Diyeceksiniz ki, “Hangi konuda uyarı yapmalı?”. Dünyanın en önemli DİN KATLİAMI MERKEZİ olan KUDÜS geliyor hemen akla. Tarihi inanış sıralamasına göre, Yahudilik, Hristiyanlık ve Müslümanlık savunucusu görünenler toplu şekilde Kudüs’ü KUTSAL sayarlar. Her üç dinin inananları ve temsilcileri Kudüs’ün kendi dinlerinin kutsal merkezi olarak kabul ediyor...

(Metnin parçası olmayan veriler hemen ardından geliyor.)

PR #5107, opened 2026-04-16
fix(skills): correct renderer names and input prop types in user skills

SvenAlHamad:
Two fixes surfaced in #dev-team on 2026-04-16 while building a real user project against v6.2:

- content-models: Field Types table listed renderer names that don't exist in the framework (`lexicalTextInput`, `fileInput`, `objectInput`, `boolean`), causing generated models to silently misbehave. Rebuilt the table from `DataFieldBuilder.ts` and split into singular/plural columns. Added a "List fields and renderer pluralization" subsection covering the `.list()` + plural-renderer rule. Added a dedicated Layout section with nested-layout examples for `object` and `dynamicZone` fields.
- website-builder: Input Types section documented the factory functions but not the TypeScript prop shape the component receives at runtime. Added a "TypeScript prop types for each input" table (verified against `Image.tsx` and `Lexical.tsx`) explicitly calling out that file/image inputs are objects with { id, name, src, width, height, mimeType, size }, not strings, plus a worked FeatureCard example.

Skill descriptions (frontmatter) updated so the skills trigger on the prompts that previously missed.

## Changes

Closes #ISSUE_NUMBER


skills/user-skills/content-models/SKILL.md
```diff
@@ -74,19 +78,156 @@ Register in `webiny.config.tsx`:
...
-| `fields.file()`     | File/image attachment         | `"fileInput"`                                |
-| `fields.ref()`      | Reference to another model    | `"refDialogSingle"`, `"refAdvancedMultiple"` |
-| `fields.object()`   | Nested object with sub-fields | `"objectInput"`                              |
+The renderer passed to `.renderer("...")` **must** come from this table. The name is a
+camelCase key that the framework maps internally to the real frontend renderer. Using a
+made-up name (e.g. `"fileInput"`, `"lexicalTextInput"`, `"objectInput"`) will silently
+misbehave in the Admin UI — the field will render with a fallback or not save values.
+
+The authoritative source for this list is
+`packages/api-headless-cms/src/features/modelBuilder/fields/DataFieldBuilder.ts` — if
```
Pavel910: SInce this skill will be used from a user project, this path will not exist. Change it to `@webiny/api-headless-cms/features/modelBuilder/fields/DataFieldBuilder.d.ts`

PR #5156, opened 2026-05-04
fix(tailwind): prevent @source directive leak into production CSS

### LINKED ISSUE #5155: Admin build leaks absolute filesystem path into production CSS
### Version

6.2.0

### Operating System

macOS 14.6.1

### Browser

Google Chrome (any modern browser; the issue is in the produced CSS, not the renderer).

1. Scaffold a new Webiny v6.2.0 project (or use any existing one).
2. Run `yarn webiny deploy --env dev`.
3. Open the deployed Admin app's network panel and download the CSS chunk that bundles pre-existing component CSS (typically named `<chunkId>.<hash>.css`, the one that includes Lexical editor styles).
4. Search inside that file for the string `@source`.

No absolute filesystem path from the build machine should appear in the production CSS bundle. The Tailwind v4 `@source` directive is a build-time hint that should be consumed by the Tailwind PostCSS plugin and stripped before output.

### What do you see instead?

The CSS chunk contains four occurrences of an absolute path pointing to the developer's home directory:

```css
@source "/Users/<username>/path/to/project/apps/webiny/extensions";
```

The directive appears prepended at the start of the file and inserted between rule blocks throughout. The affected chunk is the one that bundles pre-existing component CSS imports (e.g., from `@webiny/lexical-editor`). Other CSS files that go through Tailwind processing (like the chunk produced from `@webiny/admin-ui/theme.css`) are clean.

Anyone fetching the affected file from CloudFront sees the developer's home directory and project location, exposing internal machine details in publicly-accessible production assets.

### Additional information

The leak originates in `packages/build-tools/bundling/admin/createRsbuildConfig.js` (shipped as `node_modules/@webiny/build-tools/bundling/admin/createRsbuildConfig.js`).

Lines 121–126 — the PostCSS plugin:

```js
const createInjectTailwindSourcePlugin = sourcePath => ({
    postcssPlugin: "inject-tailwind-source",
    Once(root) {
        root.prepend(`@source "${sourcePath}";`);
    }
});
```

Lines 36–43 — how it is invoked:

```js
addPlugins([
    createInjectTailwindSourcePlugin(
        path.join(paths.projectRootFolder, "extensions")
    ),
    tailwindcss({
        base: getTailwindBasePath(paths.projectRootFolder)
    })
]);
```

The plugin prepends an `@source` directive to every CSS file processed by PostCSS. The `@tailwindcss/postcss` plugin running afterwards uses a bail-out check that only processes a file if it contains at least one of these at-rules: `@import`, `@reference`, `@theme`, `@variant`, `@config`, `@plugin`, `@apply`, or `@tailwind` ([source](https://github.com/tailwindlabs/tailwindcss/blob/HEAD/packages/@tailwindcss-postcss/src/index.ts)). For files matching that check (e.g., `@webiny/admin-ui/theme.css`, which contains `@import "tailwindcss"`), the Tailwind plugin consumes and strips the injected directive — those outputs are clean. For files that don't match (e.g., pre-bundled component CSS imported through JS, such as `@webiny/lexical-editor`'s styles, which contains plain CSS rules with no Tailwind at-rules), the Tailwind plugin bails out and the injected directive survives into the final CSS bundle.

The directive value is `path.join(paths.projectRootFolder, "extensions")`, where `paths.projectRootFolder = process.cwd()`. The resulting absolute path bakes the developer's home directory into production output.

### Possible solution

Two complementary changes:

1. **Strip any leftover `@source` from the output** by adding a small PostCSS plugin that runs after `@tailwindcss/postcss` and removes any remaining `@source` at-rule. Tailwind v4 already removes the directive from CSS files it processes, so this only affects files where the directive would otherwise leak into the final bundle (those that don't trigger Tailwind processing). The fix is independent of which at-rules trigger Tailwind processing, so it remains correct if `@tailwindcss/postcss`'s bail-out heuristic changes.

2. **Use a relative path** instead of an absolute one in the injected directive. Tailwind v4 resolves `@source` paths relative to the CSS file containing the directive, so computing a relative form (e.g., from the CSS file location to the project's `extensions` folder) would avoid exposing the developer machine's filesystem layout. Even if a single canonical relative path can't be computed for all input files, using `path.relative(...)` from the project root rather than an absolute path would still prevent leaking the user's home directory.

rickserraglia:
## Changes

The PostCSS plugin in `admin/createRsbuildConfig.js` prepended an `@source` directive — containing an absolute filesystem path — to every CSS file processed. Tailwind v4 removes that directive from CSS files it processes, but `@tailwindcss/postcss` only processes files containing one of its trigger at-rules; for other files (e.g., the pre-bundled component CSS chunk that includes the Lexical editor styles), the directive survived into the production CSS bundle, exposing the build machine's home directory in publicly-served assets.

This change adds a small PostCSS plugin that runs after `@tailwindcss/postcss` and removes any remaining `@source` at-rule from the output. The fix is independent of which at-rules trigger Tailwind processing — the leak cannot escape regardless of which files match the bail-out check.

Closes #5155

## How Has This Been Tested?

Applied the same patch in a v6.2.0 install and re-deployed the Admin app to verify the fix and check for regressions:

- Tailwind-processed bundle (`index.<hash>.css`): same hash as before the patch; utilities still present.
- Pre-bundled component CSS bundle (`234.<hash>.css`): `@source` occurrences went from 4 to 0; no absolute paths remain.

No automated tests added — `packages/build-tools/bundling/` does not currently have a test setup, and the closest precedent (#5041) modifying the same file was merged without one. Happy to add a test if there's a preferred location for it.

## Documentation

No documentation changes needed. The fix is internal to the build pipeline and does not change any public API or user-facing behavior.

### DIFF
--- a/packages/build-tools/bundling/admin/createRsbuildConfig.js
+++ b/packages/build-tools/bundling/admin/createRsbuildConfig.js
@@ -39,7 +39,8 @@ export const createRsbuildConfig = ({ cwd }) => {
                     ),
                     tailwindcss({
                         base: getTailwindBasePath(paths.projectRootFolder)
-                    })
+                    }),
+                    createStripTailwindSourceLeftoverPlugin()
                 ]);
             },
             rspack: {
@@ -122,6 +123,20 @@ const createInjectTailwindSourcePlugin = sourcePath => ({
     postcssPlugin: "inject-tailwind-source",
     Once(root) {
         root.prepend(`@source "${sourcePath}";`);
+    }
+});
+
+/*
+    Removes any leftover `@source` at-rule from the output. Tailwind v4 strips the
+    directive from files it processes, but `@tailwindcss/postcss` only processes
+    files containing one of its trigger at-rules; for other files (e.g., pre-bundled
+    component CSS imported through JS), the injected directive would otherwise
+    survive into the production bundle, exposing the absolute build-machine path.
+*/
+const createStripTailwindSourceLeftoverPlugin = () => ({
+    postcssPlugin: "strip-tailwind-source-leftover",
+    Once(root) {
+        root.walkAtRules("source", node => node.remove());
     }
 });
 


Pavel910:
Thank you @rickserraglia, good find! Thanks for the PR! 🙌

PR #5304, opened 2026-06-18
fix: detect remote Pulumi backend for configured production environments

adrians5j:
> ⚠️ **Stacked on #5302** (Node 24 templates). Base is `fix/gh-actions-templates-node-24` so the diff stays scoped. Once #5302 merges, this will be retargeted to `next`.

## Summary

Fixes two related issues that made deploying to a **custom production environment** (e.g. `staging` registered via `Infra.ProductionEnvironments`) fail with `Cannot deploy to production with local state files.` even when a remote Pulumi backend was correctly configured (state was visibly being written to S3).

### 1. Hard-coded production environments
`ValidateProductionPulumiState` hard-coded the production env list as `["prod", "production"]`, ignoring environments registered via `Infra.ProductionEnvironments`. It now reads the configured list through the existing `GetProductionEnvironments` feature (which already merges the defaults with the user-registered environments).

This is why `prod` triggered the check but `staging` silently skipped it — they behaved inconsistently.

### 2. Inconsistent Pulumi backend env var
`PulumiLoginService` reads `WEBINY_PULUMI_BACKEND` (what actually configures the backend and writes state to S3), but `IsRemotePulumiBackendService` (the validation gate) only checked `WEBINY_CLI_PULUMI_BACKEND` / `WEBINY_CLI_PULUMI_BACKEND_URL` / `PULUMI_LOGIN` — none of which the templates or docs ever set. So the gate always concluded "no remote backend" and threw.

`WEBINY_CLI_PULUMI_BACKEND` is now the **canonical** variable across both services, with `WEBINY_PULUMI_BACKEND` kept as a **legacy fallback** for backwards compatibility:
- `PulumiLoginService`: `WEBINY_CLI_PULUMI_BACKEND || WEBINY_PULUMI_BACKEND`
- `IsRemotePulumiBackendService`: now also detects `WEBINY_PULUMI_BACKEND`

The scaffolded GitHub Actions templates are updated to set the canonical `WEBINY_CLI_PULUMI_BACKEND` (secret names left unchanged, so users don't need to rename secrets).

## Context

Reported by a user (Webiny v6.4.2) whose `prod` push deploy failed while `staging` worked, despite both being declared production envs and a remote backend being configured. They traced both root causes in `node_modules`.

## Follow-up (not in this PR)
- The public docs (webiny.com/docs) still reference `WEBINY_PULUMI_BACKEND` and should be updated to the canonical name.
- The error message links to `https://webiny.link/state-files-production`, which is currently dead.

## Test plan

- [x] `yarn build -p @webiny/project` passes (typecheck + build)
- [x] `oxfmt` + `oxlint --deny-warnings` clean on changed files
- [x] No tests construct `ValidateProductionPulumiStateImpl` directly; `getProductionEnvironments` is registered in `createProjectSdkContainer`


adrians5j:
Superseded by #5305, which targets `release/6.4.3` so this fix can ship in the upcoming 6.4.3 patch (rather than being stacked on the Node 24 PR against `next`).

KUDÜS, Emperyalizmin HAZİNE KİLİDİ
Emperyalizm, Kudüs’ü sürekli akıllarda kutsal kılacak din adamları yetiştirip, besleyerek dünyadaki belirli noktalara gönderiyor. Bu şekilde dinler birbirine kin besleyen cemaatler, tarikatlar, cihatçılar, cellatlar, paralı askerler yetiştiriliyor. Emperyalizm yetiştirdiği tüm kirli ve pislik düzeni istediği gibi istediği coğrafyada kullanarak savaşları çıkarıyor. Emperyalist Güç Dengeleri, dünyadaki ekonomiyi ellerinde tutmak, sermayeyi istedikleri gibi dalgalandırmak, hangi ülkede geçim kaynaklarını güçlendireceklerini veya yok edeceklerini planlı bir şekilde 1830 sonralarından itibaren gerçekleştiriyor. Ne Osmanlıyı aralarında paylaşma projesi bir tesadüftü, ne 1. Dünya Savaşını çıkarmak için uğraşmaları, aralarında ittifaklar kurmaları tesadüftü, ne de 2. Dünya Savaşında Avrupa’daki Yahudileri katlederek sürmek ve şimdiki Kudüs gerçeğini yalandan kurmak tesadüf değildi. 2. Dünya Savaşı sonrasında, GERÇEK DİNDAR Yahudileri yok ederek istedikleri gibi Ortadoğu Coğrafyasına düşman yetişecek YENİ BİR YAHUDİ NESLİ yaratıldı. Tıpkı, tarihte Vatikan’ın siyasetten ayrılıp laik yönetime geçen Avrupa ve ABD için, söylenildiğinde devreye giren bir KİLİT DİN İŞLEVİ gibi. Müslümanlarda ise halkını katlettiren, tarihini heba eden ülke yöneticilerinin zenginlik uğruna dinlerine, ırklarına ihanetleri bir başka boyutta, Ortadoğu Coğrafyasında yaşanan acılar bu ihanetlerden kaynaklı. SUUD Krallığı, Arap Halkına ve inanan Müslümanlara acımadan emperyalizmin emrinde. Tıpkı VATİKAN gibi…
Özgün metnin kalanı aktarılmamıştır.